Expanding the clinical phenotype of patients
Credit: UNIVERSITY OF BARCELONA
A research team has described five new cases of a rare disease -known as KAT6A syndrome- of which there are only eighty dominant cases worldwide. This neurological and developmental disorder, caused by alterations in the lysine acetyltransferase 6A gene (KAT6A), involves intellectual disability, language impairment, low muscle tone, cardiovascular malformation and eye defects, among other affectations.
The study, published in the journal Orphanet Journal of Rare Diseases, is led by a team co-led by the researchers Daniel Grinberg and Susanna Balcells and Roser Urreizti, from the Human Molecular Genetics Group of the Faculty of Biology of the University of Barcelona and the Rare Diseases Networking Biomedical Research Centre (CIBERER), and the experts Estrella López-Martín and Eva Bermejo-Sánchez, from the Institute of Rare Diseases Research (IIER) from Carlos III Health Institute (ISCIII).
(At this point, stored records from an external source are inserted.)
Issue #186, opened 2019-12-17
anyOf/oneOf/allOf should not imply type=object


JacobLey:
Hello,

I think I've hit an unintentional backwards incompatibility caused by this PR/commit: https://github.com/cdimascio/express-openapi-validator/pull/126/commits/bc44495375eb730becd602d3b1f0bf75fb2d3c1e

In my case, I have an input that I accept as a number or a string (using `allOf`) to represent a timestamp.  When provided a string, the JSON parsing fails, but I believe it should not be parsed in the first place, as I did not indicate it was an object.

Parsing is performed here: https://github.com/cdimascio/express-openapi-validator/blob/master/src/middlewares/openapi.request.validator.ts#L156

This example route should help clarify:

```
/my/get/endpoint:
  get:
    operationId: my.get
    summary: Failing Timestamp Get
    description: This endpoint will fail if query's "time" is an ISO string
    parameters:
      - name: time
        in: query
        description: Limit results to ones created before time
        schema:
          title: Input Timestamp
          description: Value passed to Javascript's `new Date()`.
          example: '2019-06-24T12:34:56.789Z'
          anyOf:
            - title: Number Timestamp
              type: integer
              description: Unix milliseconds
              example: 1234567890123
              nullable: true
            - type: string
              description: ISO Timestamp
              pattern: \S
    responses:
      200:
        description: My Response
        content:
        application/json:
          schema:
            type: object
```

When time is `2019-06-24T12:34:56.789Z` I get an error `Unexpected number in JSON at position 4`

Based on the OpenAPI spec I don't think I would expect a JSON.parse to be attempted here. Unless I am incorrect? In which case I'd appreciate some guidance around how to properly format my schema.

I believe we should either only be parsing when type = object, or one of the any/one/all is of type object.

Or we could always attempt JSON.parse, but not fail on error (i.e. wrap in try/catch) and let the validator detect if parsing should have succeeded (e.g. non-json string doesn't match `object` schema)

The latter option feels better to me, as it would support both non-json+json strings for the same parameter.

I'm happy to take a swing on a PR for this if my suggested solution is agreeable.

cdimascio:
@JacobLey, thanks for jumping on this. im on board with your approach. Will review the PR soon.

cdimascio:
Thanks, @JacobLey. This is fixed in `v3.2.3`

PR #187, opened 2019-12-17
Only enforce query object parsing when specified, always validate #186

JacobLey:
This updated test+parsing highlights when forced JSON.parsing is not appropriate, and should rely on validator to determine success.

Opened as an attempt to solve this issue: https://github.com/cdimascio/express-openapi-validator/issues/186

I tried my best to match existing code style, but wasn't sure if there was an official linter command/test. If so that has not been run but I am happy to tweak if necessary.

### DIFF
--- a/src/middlewares/openapi.request.validator.ts
+++ b/src/middlewares/openapi.request.validator.ts
@@ -372,7 +372,7 @@ export class RequestValidator {
             [].concat(
               schema.allOf,
               schema.oneOf,
-              schema.anyOf,
+              schema.anyOf
             ).some(schemaHasObject)
           );
 
--- a/src/middlewares/openapi.request.validator.ts
+++ b/src/middlewares/openapi.request.validator.ts
@@ -366,21 +366,15 @@ export class RequestValidator {
         }
       } else if ($in === 'query') {
         // handle complex json types in schema
-        const schemaHasObject = schema => {
-          return (
-            schema.type === 'object' &&
-            schema.type !== 'array'
-          ) || (
-            schema.allOf &&
-            schema.allOf.some(schemaHasObject)
-          ) || (
-            schema.oneOf &&
-            schema.oneOf.some(schemaHasObject)
-          ) || (
-            schema.anyOf &&
-            schema.anyOf.some(schemaHasObject)
-          )
-        };
+        const schemaHasObject = schema =>
+          schema && (
+            schema.type === 'object' ||
+            [].concat(
+              schema.allOf,
+              schema.oneOf,
+              schema.anyOf,
+            ).some(schemaHasObject)
+          );
 
         if (schemaHasObject(parameterSchema)) {
           parseJson.push({ name, reqField });
--- a/src/middlewares/openapi.request.validator.ts
+++ b/src/middlewares/openapi.request.validator.ts
@@ -153,9 +153,14 @@ export class RequestValidator {
        */
       parameters.parseJson.forEach(item => {
         if (req[item.reqField]?.[item.name]) {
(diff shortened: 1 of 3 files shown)


JacobLey:
Ah looks like Travis does the linting

JacobLey:
I'm stumped on the linting... I can't figure out the run-local command so I don't pollute this PR with attempts.

In the last commit I was trying to replicate this test's usage of response.body: https://github.com/cdimascio/express-openapi-validator/blob/master/test/response.validation.spec.ts#L88

JacobLey:
Apologies for the linter noise, I can re-open a PR/force squash those commits to clean it up if necessary

src/middlewares/openapi.request.validator.ts
```diff
@@ -359,16 +364,27 @@ export class RequestValidator {
...
-          parameterSchema.oneOf ||
-          parameterSchema.anyOf ||
-          (parameterSchema.type === 'object' &&
-            parameterSchema.type !== 'array'))
-      ) {
-        parseJson.push({ name, reqField });
+        const schemaHasObject = schema => {
+          return (
+            schema.type === 'object' &&
+            schema.type !== 'array'
```
JacobLey: This was copy+paste... but realistically is unnecessary (tautology)

test/resources/serialized.objects.yaml
```diff
@@ -32,21 +33,41 @@ paths:
...
-                
-components:
-  schemas:
-    someItem:
-      type: object
-      properties:
-        id:
-          type: string
\ No newline at end of file
+                type: object
```
cdimascio: indentation looks off on this

test/resources/serialized.objects.yaml
```diff
@@ -32,21 +33,41 @@ paths:
...
+
+components: {}
```
cdimascio: is this necessary?

cdimascio:
> This updated test+parsing highlights when forced JSON.parsing is not appropriate, and should rely on validator to determine success.
> 
> Opened as an attempt to solve this issue: #186
> 
> I tried my best to match existing code style, but wasn't sure if there was an official linter command/test. If so that has not been run but I am happy to tweak if necessary.

in terms of linting. i use prettier to autoformat the code. `.prettierrc.json` is in the project root

test/resources/serialized.objects.yaml
JacobLey: Are you viewing diff as "unified"? Looks off there but with "split" I think it is correctly indented.

test/resources/serialized.objects.yaml
JacobLey: Removing it fails on this line:
https://github.com/cdimascio/express-openapi-validator/blob/master/src/framework/ajv/index.ts#L88

Not technically required by OpenAPI spec: https://github.com/OAI/OpenAPI-Specification/blob/master/schemas/v3.0/schema.json#L44

but this PR didn't seem like the appropriate place to address.

JacobLey: Adding `?` in the `ts` file would probably fix (might be a couple spots with similar issues), I could include if you want or open follow-on PR

cdimascio: ah yep, you're right. if you don't mind adding it in a follow on PR that would be fantastic

test/resources/serialized.objects.yaml
cdimascio: you're right i misread. looks good

cdimascio:
@all-contributors add @JacobLey  for code and test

KAT6A syndrome: news symptoms related to a rare disease
The research team confirmed in five new patients some of the features of the clinical picture related to the pathology, apart from describing new symptoms and affectations in the development of the disease. In particular, the authors overserved new symptoms such as cryptorchidism (testicular atrophy), syndactyly (fused fingers) and trigonocephaly (deformation in the frontal part of the cranium), apart from the emergence of recurrent infections.
The experts from the Human Molecular Genetics Group of the UB, also members of the Institute of Biomedicine of the University of Barcelona (IBUB) and the Research Institute Sant Joan de Déu (IRSJD), contributed to specifying the role of genetic mutations that were seen in this minority disease. Despite the syndrome was first related to truncating mutations, the new study describes a variant of the disease without cardiac affectations that is related to missense mutations.
Four out of the five patients described in this study showed missense substitutions, and the fifth case they observed a missense mutation that did not follow cardiac affectations.
The in silico studies -with informatic simulations- confirmed that the missense mutation generated a partial process of splicing that caused the premature truncating of the protein that gave origin to the pathology.
The new study will contribute to better understand the natural history of this syndrome and expand the clinical phenotype of patients, advances that are essential to delimit the phenotypical characterization and definition of this rare disease. According to the authors, these findings will help to increase the chances to diagnose other affected patients earlier. Other participants in the study are experts from the Hospital del Mar Medical Research Institute (IMIM), Hospital de la Fe (Valencia) and the University of Adelaide (Australia).